Ron Vangell last week was appointed as the chief executive officer of Gauss Interprise, the German-American provider of enterprise content management software for OS/400 and other platforms. Vangell had been the CEO of Irvine, California, based Magellan Software before Gauss bought it in the spring of 2000, and he most recently had been the chief operating officer of Gauss' operations in North and South America, working out of its co-headquarters in Irvine; the other co-headquarters is in Hamburg, Germany.
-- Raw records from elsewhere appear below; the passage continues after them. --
PR #615, opened 2018-10-23
Fix jira sprint parsing

campbellr:
Jira doesn't escape commas in the value field of the sprint string so it's not safe to  just split on all commas.

In my case, I ran into a sprint with a goal that contained a bunch of commas.

Splitting on the `=` character and then using `rsplit` to only grab the last `,` is maybe a bit safer.


campbellr:
I took a look at the Travis failures, and they seem to be unrelated. On was a failing Gerrit test, the other was an error downloading from AWS...

ryneeverett:
Thanks!

PR #618, opened 2018-11-10
Fix tests on py27 due to configparser

ssbarnea:
Uses the portable configparser name from six to avoid failure on py27.


ssbarnea:
I wonder how it was possible to endup with this issue while having CI enabled on the repository....direct push?

wookietreiber:
Please merge, other PRs like #621 depend on it / need to be rebased onto it.

PR #621, opened 2018-11-21
[WIP] Add state and closed uda to GitHub

pawamoy:
When pulling closed issues (with custom query), bugwarrior will use the `closed_at` field from GitHub to set the `end` value of the task and mark it as "done".

Two new UDAs in this PR:
- `githubclosedon` (to be consistent with `githubcreatedon`): date
- `githubstate`: string, which is the state of the issue/PR (`open`, `closed` or `merged`)

TODO:
- update docs


pawamoy:
Python 2 jobs fixed by #618

tests/test_github.py
```diff
@@ -15,6 +15,9 @@
 ARBITRARY_CREATED = (
     datetime.datetime.utcnow() - datetime.timedelta(hours=1)
 ).replace(tzinfo=pytz.UTC, microsecond=0)
+ARBITRARY_CLOSED = (
+    datetime.datetime.utcnow() - datetime.timedelta(hours=2)
+).replace(tzinfo=pytz.UTC, microsecond=0)
```
wookietreiber: You are closing this issue 1 hour **before** you create it. It does not effect any tests because there aren't any yet, but I would invert these, so we don't bump our heads later.

wookietreiber:
I'm wondering if that error in travis is spurious or not:

```
Failure: ImportError (No module named configparser) ... ERROR
```

It only effects Python 2.7 ...

pawamoy:
Yeah I don't know why it appears only now and not in previous builds. PR #618 fixes it though.

tests/test_github.py
pawamoy: Ah, good catch! I did not pay enough attention. Thanks!

wookietreiber:
LGTM :+1: 

I suppose you tested this locally: does this also create completed tasks from closed issues or is it just closing issues that were created by bugwarrior before? I would really like this for my burndown charts :)

pawamoy:
> I would really like this for my burndown charts :)

This is exactly why I opened this PR :grinning: !

Yes, it will create completed tasks from closed issues, **but** (and I'm not targeting you particularly but writing for everyone instead) you have to understand two things:
1. how bugwarrior closes tasks by default: the default behavior is that bugwarrior pulls **only** open issues. In subsequent pulls, each and every bugwarrior task that is **missing from the pull** is closed. Something like:
  ```
  pull A B C from service
  create A B C in taskwarrior
  close B online
  pull A C from service
    B is missing -> complete B
  ```
2. this PR adds a new behavior: if the pulled issue has an `end`, then bugwarrior will complete it after adding (it did not existed before) or modifying it (it was already pulled before). But that means you **have** to pull closed issues, and you can only do this by writing a custom `SERVICE.query`. For GitHub, that would be something like `github.query = involves:pawamoy archived:false`. Note the absence of `state:open` in the query. A more concrete example would be:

Vangell, like other CEOs at IT companies, faces challenges. Gauss reported that revenues in fiscal 2001 declined six percent, to 32.8 million Euros, in a worldwide economy that has been kind to few technology companies. As part of its break-even imitative that started last year, the company sold off its U.S. consulting subsidiary, closed operations in France, Spain, and Sweden, and laid off about 50 percent of its worldwide workforce, or 250 employees, to cut costs and make ends meet. Vangell takes over the CEO position from Heino Büchner, who resigned last year but remains on the advisory board for Gauss Interprise Group, a Gauss Interprise subsidiary, to help guide the company during its transition. In his capacity as CEO, Vangell will concentrate on worldwide marketing and sales, Gauss said. At the same time, the company announced that Olaf Siemens, formerly the chief operating officer for Gauss' operations in Europe, the Middle East, and Africa, will go back to research and development as the chief technology officer.
Jack Henry & Associates announced last week that its president, Terry Thompson, will retire at the end of this year. Since Thompson joined the company as its chief financial officer in 1990, the annual revenue for Jack Henry, which provides midrange banking software for the OS/400, Unix, and Windows platforms, has grown from $15 million to $365 million. Jack Prim, currently the software company's chief operating officer, will take over as president in January 2003, and Tony Wormington will be promoted to chief operating officer from his current position as general manager of technology services.